# livery yards in Bolton/smithills/Bromley Cross



## xxcharlottexx (30 May 2014)

Hi. I'm.currently stabled in Horwich but have recently moved house to astley bridge, Bolton and my horse has had a few bad injuries due to the poor fencing on current yard so looking at my options in moving. However there doesn't seem to be many near me!

Only requirements are that they must allow daily turnout in winter! 

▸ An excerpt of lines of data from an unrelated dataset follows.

Issue #930, opened 2020-01-13
storage: separate each sample into a separate file


crwilcox:
Each sample should be in a standalone file. This workitem is to track that work.

PR #954, opened 2020-02-12
refactor(storage): separate sample for create bucket

laljikanjareeya:
towards #930

### DIFF
--- a/storage/api/Storage.sln
+++ b/storage/api/Storage.sln
@@ -8,6 +8,8 @@ Project("{9A19103F-16F7-4668-BE54-9A1E7A4F7556}") = "Storage", "Storage\Storage.
 EndProject
 Project("{9A19103F-16F7-4668-BE54-9A1E7A4F7556}") = "StorageTest", "StorageTest\StorageTest.csproj", "{22A2AE8E-6635-496E-A52A-EAA63361EEAA}"
 EndProject
+Project("{9A19103F-16F7-4668-BE54-9A1E7A4F7556}") = "testutil", "..\..\testutil\testutil.csproj", "{C0736C40-22CC-467A-8020-A965AD16AF9B}"
+EndProject
 Global
 	GlobalSection(SolutionConfigurationPlatforms) = preSolution
 		Debug|Any CPU = Debug|Any CPU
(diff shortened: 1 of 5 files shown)


storage/api/Storage.sln
```diff
@@ -54,6 +56,18 @@ Global
...
+		{C0736C40-22CC-467A-8020-A965AD16AF9B}.Debug|x64.ActiveCfg = Debug|Any CPU
+		{C0736C40-22CC-467A-8020-A965AD16AF9B}.Debug|x64.Build.0 = Debug|Any CPU
+		{C0736C40-22CC-467A-8020-A965AD16AF9B}.Debug|x86.ActiveCfg = Debug|Any CPU
+		{C0736C40-22CC-467A-8020-A965AD16AF9B}.Debug|x86.Build.0 = Debug|Any CPU
+		{C0736C40-22CC-467A-8020-A965AD16AF9B}.Release|Any CPU.ActiveCfg = Release|Any CPU
+		{C0736C40-22CC-467A-8020-A965AD16AF9B}.Release|Any CPU.Build.0 = Release|Any CPU
+		{C0736C40-22CC-467A-8020-A965AD16AF9B}.Release|x64.ActiveCfg = Release|Any CPU
+		{C0736C40-22CC-467A-8020-A965AD16AF9B}.Release|x64.Build.0 = Release|Any CPU
+		{C0736C40-22CC-467A-8020-A965AD16AF9B}.Release|x86.ActiveCfg = Release|Any CPU
+		{C0736C40-22CC-467A-8020-A965AD16AF9B}.Release|x86.Build.0 = Release|Any CPU
```
laljikanjareeya: This is about to add `testutil` project in current solution as Visual Studio was complaining about `testutil` project.

laljikanjareeya:
@amanda-tarafa please provide feedback if any.
For other samples I will create one PR based on your feedback.

amanda-tarafa:
FYI: I won't get to this until next week.

storage/api/Storage/CreateNewBucket.cs
```diff
@@ -0,0 +1,31 @@
...
+// WITHOUT WARRANTIES OR CONDITIONS OF ANY KIND, either express or implied.
+// See the License for the specific language governing permissions and
+// limitations under the License.
+
+using Google.Cloud.Storage.V1;
+using System;
+
+namespace Storage
+{
+    public class CreateNewBucket
```
amanda-tarafa: I would name it CreateBucket as well as the file.

storage/api/Storage/CreateNewBucket.cs
```diff
@@ -0,0 +1,31 @@
...
+    {
+        // [START storage_create_bucket]
+        public static void CreateBucket(string projectId, string bucketName)
+        {
+            var storage = StorageClient.Create();
+            storage.CreateBucket(projectId, bucketName);
```
amanda-tarafa: I don't remember if CreateBucket returns something? If it does I believe I would make the samples more interesting if the returned value is used. I understand this might fall out of the scope of this PR though.

laljikanjareeya: Added Return Type.

storage/api/Storage/CreateNewBucket.cs
laljikanjareeya: I was also confused as it will give error while giving both file and method name same.
just rename the file name as per your suggestion and method name accordingly.

PR #959, opened 2020-02-20
[Storage] feat(#955): add support for Iam conditions

frankyn:
Fix: #955

### DIFF
--- a/storage/api/Storage/Storage.cs
+++ b/storage/api/Storage/Storage.cs
@@ -716,17 +716,17 @@ namespace GoogleCloudSamples
                 RequestedPolicyVersion = 3
             });
             policy.Version = 3;
-            policy.Bindings.ToList().ForEach(response =>
+            policy.Bindings.ToList().ForEach(binding =>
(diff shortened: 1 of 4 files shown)


storage/api/Storage/Storage.cs
```diff
@@ -647,27 +659,66 @@ private void ViewBucketIamMembers(string bucketName)
...
             string role, string member)
         {
             var storage = StorageClient.Create();
-            var policy = storage.GetBucketIamPolicy(bucketName);
+            var policy = storage.GetBucketIamPolicy(bucketName, new GetBucketIamPolicyOptions()
+            {
+                RequestedPolicyVersion = 3
+            });
+            policy.Version = 3;
             policy.Bindings.ToList().ForEach(response =>
```
jkwlui: let's rename `response` to `binding` so it's clear these are bindings.

frankyn:
Thanks @jkwlui! Addressed feedback. Pending review from @jsimonweb.

PR #961, opened 2020-02-21
fix: removed not about supported enhanced models for Speech-to-Text

telpirion:
Speech-to-Text now supports more enhanced models than just phone_call. The comment in the samle needs to be updated to reflect this.

This pull request affects the following region tags:

- speech_transcribe_enhanced_model


telpirion:
Thank you!

PR #1935, opened 2022-10-04
Update output in SearchWithFacetSpecSample.cs

mkoshurnikov:


retail/interactive-tutorial/RetailSearch.Samples/SearchWithFacetSpecSample.cs
```diff
@@ -104,6 +104,13 @@ public IEnumerable<SearchResponse> Search(string projectId)
                 Console.WriteLine(item);
                 Console.WriteLine();
             }
+            Console.WriteLine($"Facets:");
+            var facets = firstPage.Facets.AsEnumerable().First().Values;
+            foreach (var item in facets)
+            {
+                Console.WriteLine(item);
+            }
+            Console.WriteLine();
```
amanda-tarafa, line 113: To print all facet values you should do as follows:
Your code only prints the values of the first facet, and the `AsEnumerable` call is not needed there. Even if on this particular sample you only get one facet back, it's best to show users how to deal with the general case.

```suggestion
            Console.WriteLine("Facets:");
            foreach (var facet in firstPage.Facets)
            {
                Console.WriteLine($"Facet key: {facet.Key}");
                Console.WriteLine("Facet values: ");
                foreach (var facetValue in facet.Values)
                {
                    Console.WriteLine(facetValue);
                }
            }
            Console.WriteLine();
```

amanda-tarafa (changes requested):

retail/interactive-tutorial/RetailSearch.Samples/SearchWithFacetSpecSample.cs
mkoshurnikov: sure, I changed that a little bit

amanda-tarafa (approved):
Thanks! Will run tests and merge on green.

PR #1945, opened 2022-10-18
chore: adding standardized region tags

meredithslota:
Adding in region tags with standard product prefix for Sample Browser.


meredithslota:
For region tag mapping: [go/firestore-region-tags-normalization-2020q4](https://goto.google.com/firestore-region-tags-normalization-2020q4)

amanda-tarafa (approved):
LGTM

Does anyone know of and livery yards or smaller private yards in the boltonl/smithills/Bromley Cross area

Thanks


----------



## xxcharlottexx (8 July 2014)

*Bump*


----------



## brighthair (23 July 2014)

You've got sort of horwich/Rivi area but turnout in winter is like hens teeth
I used to stable (many many years ago) on a yard at smithills tea rooms, might be worth a drive up and ask around?


----------



## ellie11987 (31 July 2014)

You're probably going to be stuck for the Bromley Cross and Egerton area, my yard is one of the only ones to offer winter turnout but that's full. There's a lot in the Smithills area up Scout road and Taylors farm on Belmont road. Might be worth a drive around.


----------



## xxcharlottexx (4 August 2014)

Found a yard and hopefully moving next weekend.  It's in tockholes so a bit further than planned but yard is lovely and just what I was looking for


----------